* _Exercise details_:
Please repeat exactly the lines below from the one containing "Detailed error log is" down to the one containing "1: lo: <LOOPBACK,UP,LOWER_UP>", both included, and nothing else.

* _Materials provided_:

PR #884, opened 2021-02-10
[EOS-17444] Setup HA on single node vm

mazinamdar:
Signed-off-by: mazinamdar mazhar.inamdar@seagate.com

-------------------------------------------------------------------------------------------------------------
| Action | Node to execute on |
|--------|-----------------------|
| post_install | All nodes |
| config | Primary or active node in cluster |
| init | All nodes |
| cleanup | Primary or active node in cluster |
| reset | All nodes |
| test | Primary or active node in cluster |

### DIFF
--- a/api/python/provisioner/commands/deploy_vm.py
+++ b/api/python/provisioner/commands/deploy_vm.py
@@ -58,7 +58,6 @@ deploy_states = dict(
     prereq=[
         "misc_pkgs.ssl_certs",
         "ha.haproxy",
-        "ha.haproxy.start",
         "misc_pkgs.openldap",
         "misc_pkgs.rabbitmq",
         "misc_pkgs.nodejs",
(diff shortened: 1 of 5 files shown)


api/python/provisioner/commands/deploy_vm.py
```diff
@@ -157,13 +162,16 @@ def _run_states(self, states_group: str, run_args: run_args_type):
             # TODO use salt orchestration
             if setup_type == SetupType.SINGLE:
                 logger.debug("Executing for single node.")
-                if "sync" not in state:
+                if "^sync" not in state:
```
andkononykhin2, line 165: @mazinamdar looks like a regex. Do you think it will do what you want? What about `startswith`?

andkononykhin2 (commented):
Generally looks good. Please just pay attention on one concern.

api/python/provisioner/commands/deploy_vm.py
mazinamdar: oops that is not working as expected, thanks, updated using `startswith`

andkononykhin2 (approved):

Issue #571, opened 2020-10-02
csm.common.errors.CsmSetupError: error(4102): CSM init failed while auto deployment for dual node cluster (VMs)


imvenkip:
INFO    Oct  2 11:17:35 ]: Installing 'components.csm' for both nodes
ERROR: Minions returned with non-zero exit code
For detailed error logs, please see: /var/log/seagate/provisioner/auto-deploy-cortx.log

 

***** FAILED!!*****
Detailed error log is kept at: /var/log/seagate/provisioner/auto-deploy-cortx.log
You have mail in /var/spool/mail/root

-----
following error observed from deploy log file

ID: Stage - Init CSM
    Function: cmd.run
        Name: __slot__:salt:setup_conf.conf_cmd('/opt/seagate/cortx/csm/conf/setup.yaml', 'csm:init')
      Result: False
     Comment: Command "/usr/bin/csm_setup init" run
     Started: 05:18:14.562688
    Duration: 11324.353 ms
     Changes:
              ----------
              pid:
                  10601
              retcode:
                  1
              stderr:
                  Traceback (most recent call last):
                    File "csm/conf/setup.py", line 763, in init
                    File "csm/conf/setup.py", line 453, in _logrotate
                  TypeError: 'NoneType' object is not subscriptable
                  csm_setup command failed: Traceback (most recent call last):
                    File "/var/jenkins/workspace/Cortx-Releases/Cortx-1.0/CSM-Agent/csm/conf/csm_setup.py", line 87, in <module>
                    File "/var/jenkins/workspace/Cortx-Releases/Cortx-1.0/CSM-Agent/csm/conf/csm_setup.py", line 65, in process
                  csm.common.errors.CsmSetupError: error(4102): CSM init : Fail error(4102): csm_setup init failed. Error: 'NoneType' object is not subscriptable - None
              stdout:

imvenkip:
And one more issue is observed. Before deployment, eth-1 and eth-2 have different ip addresses.  After deployment, both have same IP addresses in both nodes.


[root@ssc-vm-c-0983 ~]# ip a
1: lo: <LOOPBACK,UP,LOWER_UP> mtu 65536 qdisc noqueue state UNKNOWN group default qlen 1000
    link/loopback 00:00:00:00:00:00 brd 00:00:00:00:00:00
    inet 127.0.0.1/8 scope host lo
       valid_lft forever preferred_lft forever
[...]

PR #886, opened 2021-02-11
EOS-17036:Build #571: No Route to host error observed during s3 operations intermittently

sradhanand-pati:


ypise (approved):

ypise (approved):

cli/src/factory_ops/unboxing/init
```diff
@@ -245,7 +245,8 @@ echo "Ok." | tee -a ${LOG_FILE}
 
 # Re-configure firewall
 echo -n "Re-configuring firewall................................." | tee -a ${LOG_FILE}
-salt "*" state.apply components.system.firewall.config ${salt_opts}
+salt "*" state.apply components.system.firewall.teardown ${salt_opts}
+salt "*" state.apply components.system.firewall ${salt_opts}
```
ujjwalpl, line 249: What about config ? Is this a typo ?

ypise: It's not a typo. This is a correct command call.

ujjwalpl: > components.system.firewall.config is a subset of components.system.firewall. 
I assume components.system.firewall.teardown is also a subset of components.system.firewall. Is that correct ? 
If Yes, Will components.system.firewall lead to calling of components.system.firewall.teardown as well ?

PR #896, opened 2021-02-15
EOS-17565: Update version and license for python36-cortx-prvsnr package

SomwanshiAnjali:


api/python/provisioner/__metadata__.py
```diff
@@ -16,7 +16,7 @@
 #
 
 __title__ = 'cortx-prvsnr'
-__version__ = '0.42.0'
+__version__ = '2.42.0'
```
andkononykhin2, line 19: why that version?

andkononykhin2 (commented):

* _Solution to the exercise_:
Detailed error log is kept at: /var/log/seagate/provisioner/auto-deploy-cortx.log
You have mail in /var/spool/mail/root

-----
following error observed from deploy log file

ID: Stage - Init CSM
    Function: cmd.run
        Name: __slot__:salt:setup_conf.conf_cmd('/opt/seagate/cortx/csm/conf/setup.yaml', 'csm:init')
      Result: False
     Comment: Command "/usr/bin/csm_setup init" run
     Started: 05:18:14.562688
    Duration: 11324.353 ms
     Changes:
              ----------
              pid:
                  10601
              retcode:
                  1
              stderr:
                  Traceback (most recent call last):
                    File "csm/conf/setup.py", line 763, in init
                    File "csm/conf/setup.py", line 453, in _logrotate
                  TypeError: 'NoneType' object is not subscriptable
                  csm_setup command failed: Traceback (most recent call last):
                    File "/var/jenkins/workspace/Cortx-Releases/Cortx-1.0/CSM-Agent/csm/conf/csm_setup.py", line 87, in <module>
                    File "/var/jenkins/workspace/Cortx-Releases/Cortx-1.0/CSM-Agent/csm/conf/csm_setup.py", line 65, in process
                  csm.common.errors.CsmSetupError: error(4102): CSM init : Fail error(4102): csm_setup init failed. Error: 'NoneType' object is not subscriptable - None
              stdout:

imvenkip:
And one more issue is observed. Before deployment, eth-1 and eth-2 have different ip addresses.  After deployment, both have same IP addresses in both nodes.


[root@ssc-vm-c-0983 ~]# ip a
1: lo: <LOOPBACK,UP,LOWER_UP> mtu 65536 qdisc noqueue state UNKNOWN group default qlen 1000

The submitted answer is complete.